TASK: Print the listing below exactly. Leave nothing out.
** Opening EXTRACTED INFORMATION block **
PR #10609, opened 2026-06-09
feat(auth-emulator): Add mock Passkey (WebAuthn) support

macastelaz:
### Description

Add support to the auth emulator for the passkey API surface. Passkey support is currently in "private preview" on a feature branch of the firebase web auth SDK (https://github.com/firebase/firebase-js-sdk/tree/passkey) and we are working towards a beta release which will involve updating the [auth quickstart](https://github.com/firebase/quickstart-js/tree/master/auth) that in turn relies on the auth emulator.

### Scenarios Tested

Using a locally modified quickstart version with passkey support pointing at a locally running auth emulator with these changes (https://screenshot.googleplex.com/3EbEZapL5Ax8o8h.png) I manually verified: 

- Sign in with passkey
- Enrolling a passkey
- Unerolling a passkey
- Getting passkeys enrolled for a user


scripts/gen-auth-api-spec.ts
```diff
@@ -454,6 +458,12 @@ function addEmulatorOperations(openapi3: any): void {
         },
         type: "object",
       },
+      emailPrivacyConfig: {
```
joehan, line 461: This seems new/possibly unrelated to the Passkey support. Just want to double check that it ought to be here.

src/emulator/auth/operations.ts
```diff
@@ -1239,6 +1246,12 @@ export function setAccountInfoImpl(
     if (reqBody.deleteProvider?.includes(PROVIDER_PHONE)) {
       updates.phoneNumber = undefined;
     }
+    if (reqBody.deletePasskey && reqBody.deletePasskey.length > 0) {
```
joehan, line 1249:
```suggestion
    if (reqBody.deletePasskey) {
```

Checking length is unnecessary here, as "" is false-y in JS

src/emulator/auth/operations.ts
```diff
@@ -2276,6 +2289,116 @@ async function mfaSignInFinalize(
...
+      userVerification: "required",
+    },
+  };
+}
+
+function passkeySignInFinalize(
+  state: ProjectState,
+  reqBody: Schemas["GoogleCloudIdentitytoolkitV2FinalizePasskeySignInRequest"],
+):
+  | Promise<Schemas["GoogleCloudIdentitytoolkitV2FinalizePasskeySignInResponse"]>
```
joehan, line 2370: This return type seems wrong to me - I do not see where this would return a Promise.

src/emulator/auth/operations.ts
```diff
@@ -2294,16 +2417,19 @@ function updateConfig(
...
-    if (Object.prototype.hasOwnProperty.call(reqBody.blockingFunctions!.triggers, event)) {
-      assert(
-        Object.values(BlockingFunctionEvents).includes(event as BlockingFunctionEvents),
-        "INVALID_BLOCKING_FUNCTION : ((Event type is invalid.))",
-      );
-      assert(
-        parseAbsoluteUri(reqBody.blockingFunctions!.triggers[event].functionUri!),
-        "INVALID_BLOCKING_FUNCTION : ((Expected an absolute URI with valid scheme and host.))",
-      );
+  if (reqBody.blockingFunctions?.triggers) {
```
joehan, line 2420: Good catch - this code seems like it would have caused runtime exceptions when blockingFunctions is undefined. However, we can avoid adding this if statement by just using a fallback value in the for loop:

`for (const event in (reqBody.blockingFunctions?.triggers ?? [])) {`

src/emulator/auth/operations.ts
```diff
@@ -3367,6 +3493,9 @@ function generateBlockingFunctionJwt(
   return jwtStr;
 }
 
+/**
```
joehan, line 3496: Remove (or better yet, add a real comment describing the function)

src/emulator/auth/operations.ts
```diff
@@ -3367,6 +3493,9 @@ function generateBlockingFunctionJwt(
...
+ *
+ */
 export function parseBlockingFunctionJwt(jwt: string): BlockingFunctionsJwtPayload {
   const decoded = decodeJwt(jwt, { json: true }) as any as BlockingFunctionsJwtPayload;
```
joehan, line 3500: Drive by (optional fix since you didn't write this): `blah as any as MyType` is a code smell. We ought to do something safer like a type guard: https://www.typescriptlang.org/docs/handbook/advanced-types.html#user-defined-type-guards

src/emulator/auth/state.ts
```diff
@@ -932,10 +933,16 @@ interface TemporaryProofRecord {
   // a bit easier. Therefore, there's no need to record createdAt timestamps.
 }
 
+/**
+ *
```
joehan, line 937: Remove (or write a real comment)

src/emulator/auth/state.ts
```diff
@@ -932,10 +933,16 @@ interface TemporaryProofRecord {
...
+ */
 export function encodeRefreshToken(refreshTokenRecord: RefreshTokenRecord): string {
   return Buffer.from(JSON.stringify(refreshTokenRecord), "utf8").toString("base64");
 }
 
+/**
+ *
```
joehan, line 944: Remove (or write a real comment)

joehan (changes requested):

scripts/gen-auth-api-spec.ts
macastelaz: Odd - I'm honestly not sure how this snuck in. Thanks for catching it and flagging it. It has been removed in https://github.com/firebase/firebase-tools/pull/10636

src/emulator/auth/operations.ts
macastelaz: Good catch! Updated

src/emulator/auth/operations.ts
macastelaz: Agreed - shouldn't need to return a Promise

src/emulator/auth/state.ts
macastelaz: Removed

src/emulator/auth/state.ts
macastelaz: Removed

src/emulator/auth/operations.ts
macastelaz: Good call - done

src/emulator/auth/operations.ts
macastelaz: Done

src/emulator/auth/operations.ts
macastelaz: Good call - done!

PR #10614, opened 2026-06-09
[SQL CONNECT] Auto-approve schema migrations on first service deploy

mtr002:
First Deploy:

https://paste.googleplex.com/6148653852000256

Second Deploy:

https://paste.googleplex.com/4971040332709888

### DIFF
--- a/src/dataconnect/schemaMigration.ts
+++ b/src/dataconnect/schemaMigration.ts
@@ -165,7 +165,7 @@ export async function migrateSchema(args: {
 
   const projectId = needProjectId(options);
   const { serviceName, instanceId, instanceName, databaseId, schemaName } = getIdentifiers(schema);
-  await ensureServiceIsConnectedToCloudSql(
+  const isFirstDeploy = await ensureServiceIsConnectedToCloudSql(
     serviceName,
     instanceName,
     databaseId,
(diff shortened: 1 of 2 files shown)


src/dataconnect/schemaMigration.ts
```diff
@@ -539,19 +541,28 @@ async function handleIncompatibleSchemaError(args: {
...
   if (!err) {
     return "none";
   }
   const defaultChoice = validationMode === "STRICT_AFTER_COMPATIBLE" ? "none" : "all";
   displaySchemaChanges(err, validationMode);
+  // On first deploy, auto-approve without prompting since there's nothing to migrate from.
+  if (isFirstDeploy && !validateOnly) {
+    logLabeledBullet(
+      "dataconnect",
+      "First schema deployment detected — automatically applying SQL changes.",
```
fredzqm, line 562: nit: Feels okay to skip this info log. It is already clear because user won't be getting a confirmation but seeing SQL executed.

fredzqm (approved):

fredzqm:
Thank you! Nice polish improvement!

fredzqm (changes requested):
Wait. This is actually risky than it looks like.

If we point a new FDC service against an existing Cloud SQL instance, then the "skip confirmation" heuristic may actually drops some tables dangerously.

The safe signal to look for is whether the current Cloud SQL schema is empty, but we don't know that for sure in the context of CLI. So yeah, maybe defer it for now.

mtr002:
Wait you're right! No way to query Cloud SQL and check if the schema is empty. Closing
** Closing EXTRACTED INFORMATION block **
ANSWER TO THIS PROBLEM:
PR #10609, opened 2026-06-09
feat(auth-emulator): Add mock Passkey (WebAuthn) support

macastelaz:
### Description

Add support to the auth emulator for the passkey API surface. Passkey support is currently in "private preview" on a feature branch of the firebase web auth SDK (https://github.com/firebase/firebase-js-sdk/tree/passkey) and we are working towards a beta release which will involve updating the [auth quickstart](https://github.com/firebase/quickstart-js/tree/master/auth) that in turn relies on the auth emulator.

### Scenarios Tested

Using a locally modified quickstart version with passkey support pointing at a locally running auth emulator with these changes (https://screenshot.googleplex.com/3EbEZapL5Ax8o8h.png) I manually verified: 

- Sign in with passkey
- Enrolling a passkey
- Unerolling a passkey
- Getting passkeys enrolled for a user


scripts/gen-auth-api-spec.ts
```diff
@@ -454,6 +458,12 @@ function addEmulatorOperations(openapi3: any): void {
         },
         type: "object",
       },
+      emailPrivacyConfig: {
```
joehan, line 461: This seems new/possibly unrelated to the Passkey support. Just want to double check that it ought to be here.

src/emulator/auth/operations.ts
```diff
@@ -1239,6 +1246,12 @@ export function setAccountInfoImpl(
     if (reqBody.deleteProvider?.includes(PROVIDER_PHONE)) {
       updates.phoneNumber = undefined;
     }
+    if (reqBody.deletePasskey && reqBody.deletePasskey.length > 0) {
```
joehan, line 1249:
```suggestion
    if (reqBody.deletePasskey) {
```

Checking length is unnecessary here, as "" is false-y in JS

src/emulator/auth/operations.ts
```diff
@@ -2276,6 +2289,116 @@ async function mfaSignInFinalize(
...
+      userVerification: "required",
+    },
+  };
+}
+
+function passkeySignInFinalize(
+  state: ProjectState,
+  reqBody: Schemas["GoogleCloudIdentitytoolkitV2FinalizePasskeySignInRequest"],
+):
+  | Promise<Schemas["GoogleCloudIdentitytoolkitV2FinalizePasskeySignInResponse"]>
```
joehan, line 2370: This return type seems wrong to me - I do not see where this would return a Promise.

src/emulator/auth/operations.ts
```diff
@@ -2294,16 +2417,19 @@ function updateConfig(
...
-    if (Object.prototype.hasOwnProperty.call(reqBody.blockingFunctions!.triggers, event)) {
-      assert(
-        Object.values(BlockingFunctionEvents).includes(event as BlockingFunctionEvents),
-        "INVALID_BLOCKING_FUNCTION : ((Event type is invalid.))",
-      );
-      assert(
-        parseAbsoluteUri(reqBody.blockingFunctions!.triggers[event].functionUri!),
-        "INVALID_BLOCKING_FUNCTION : ((Expected an absolute URI with valid scheme and host.))",
-      );
+  if (reqBody.blockingFunctions?.triggers) {
```
joehan, line 2420: Good catch - this code seems like it would have caused runtime exceptions when blockingFunctions is undefined. However, we can avoid adding this if statement by just using a fallback value in the for loop:

`for (const event in (reqBody.blockingFunctions?.triggers ?? [])) {`

src/emulator/auth/operations.ts
```diff
@@ -3367,6 +3493,9 @@ function generateBlockingFunctionJwt(
   return jwtStr;
 }
 
+/**
```
joehan, line 3496: Remove (or better yet, add a real comment describing the function)

src/emulator/auth/operations.ts
```diff
@@ -3367,6 +3493,9 @@ function generateBlockingFunctionJwt(
...
+ *
+ */
 export function parseBlockingFunctionJwt(jwt: string): BlockingFunctionsJwtPayload {
   const decoded = decodeJwt(jwt, { json: true }) as any as BlockingFunctionsJwtPayload;
```
joehan, line 3500: Drive by (optional fix since you didn't write this): `blah as any as MyType` is a code smell. We ought to do something safer like a type guard: https://www.typescriptlang.org/docs/handbook/advanced-types.html#user-defined-type-guards

src/emulator/auth/state.ts
```diff
@@ -932,10 +933,16 @@ interface TemporaryProofRecord {
   // a bit easier. Therefore, there's no need to record createdAt timestamps.
 }
 
+/**
+ *
```
joehan, line 937: Remove (or write a real comment)

src/emulator/auth/state.ts
```diff
@@ -932,10 +933,16 @@ interface TemporaryProofRecord {
...
+ */
 export function encodeRefreshToken(refreshTokenRecord: RefreshTokenRecord): string {
   return Buffer.from(JSON.stringify(refreshTokenRecord), "utf8").toString("base64");
 }
 
+/**
+ *
```
joehan, line 944: Remove (or write a real comment)

joehan (changes requested):

scripts/gen-auth-api-spec.ts
macastelaz: Odd - I'm honestly not sure how this snuck in. Thanks for catching it and flagging it. It has been removed in https://github.com/firebase/firebase-tools/pull/10636

src/emulator/auth/operations.ts
macastelaz: Good catch! Updated

src/emulator/auth/operations.ts
macastelaz: Agreed - shouldn't need to return a Promise

src/emulator/auth/state.ts
macastelaz: Removed

src/emulator/auth/state.ts
macastelaz: Removed

src/emulator/auth/operations.ts
macastelaz: Good call - done

src/emulator/auth/operations.ts
macastelaz: Done

src/emulator/auth/operations.ts
macastelaz: Good call - done!

PR #10614, opened 2026-06-09
[SQL CONNECT] Auto-approve schema migrations on first service deploy

mtr002:
First Deploy:

https://paste.googleplex.com/6148653852000256

Second Deploy:

https://paste.googleplex.com/4971040332709888

### DIFF
--- a/src/dataconnect/schemaMigration.ts
+++ b/src/dataconnect/schemaMigration.ts
@@ -165,7 +165,7 @@ export async function migrateSchema(args: {
 
   const projectId = needProjectId(options);
   const { serviceName, instanceId, instanceName, databaseId, schemaName } = getIdentifiers(schema);
-  await ensureServiceIsConnectedToCloudSql(
+  const isFirstDeploy = await ensureServiceIsConnectedToCloudSql(
     serviceName,
     instanceName,
     databaseId,
(diff shortened: 1 of 2 files shown)


src/dataconnect/schemaMigration.ts
```diff
@@ -539,19 +541,28 @@ async function handleIncompatibleSchemaError(args: {
...
   if (!err) {
     return "none";
   }
   const defaultChoice = validationMode === "STRICT_AFTER_COMPATIBLE" ? "none" : "all";
   displaySchemaChanges(err, validationMode);
+  // On first deploy, auto-approve without prompting since there's nothing to migrate from.
+  if (isFirstDeploy && !validateOnly) {
+    logLabeledBullet(
+      "dataconnect",
+      "First schema deployment detected — automatically applying SQL changes.",
```
fredzqm, line 562: nit: Feels okay to skip this info log. It is already clear because user won't be getting a confirmation but seeing SQL executed.

fredzqm (approved):

fredzqm:
Thank you! Nice polish improvement!

fredzqm (changes requested):
Wait. This is actually risky than it looks like.

If we point a new FDC service against an existing Cloud SQL instance, then the "skip confirmation" heuristic may actually drops some tables dangerously.

The safe signal to look for is whether the current Cloud SQL schema is empty, but we don't know that for sure in the context of CLI. So yeah, maybe defer it for now.

mtr002:
Wait you're right! No way to query Cloud SQL and check if the schema is empty. Closing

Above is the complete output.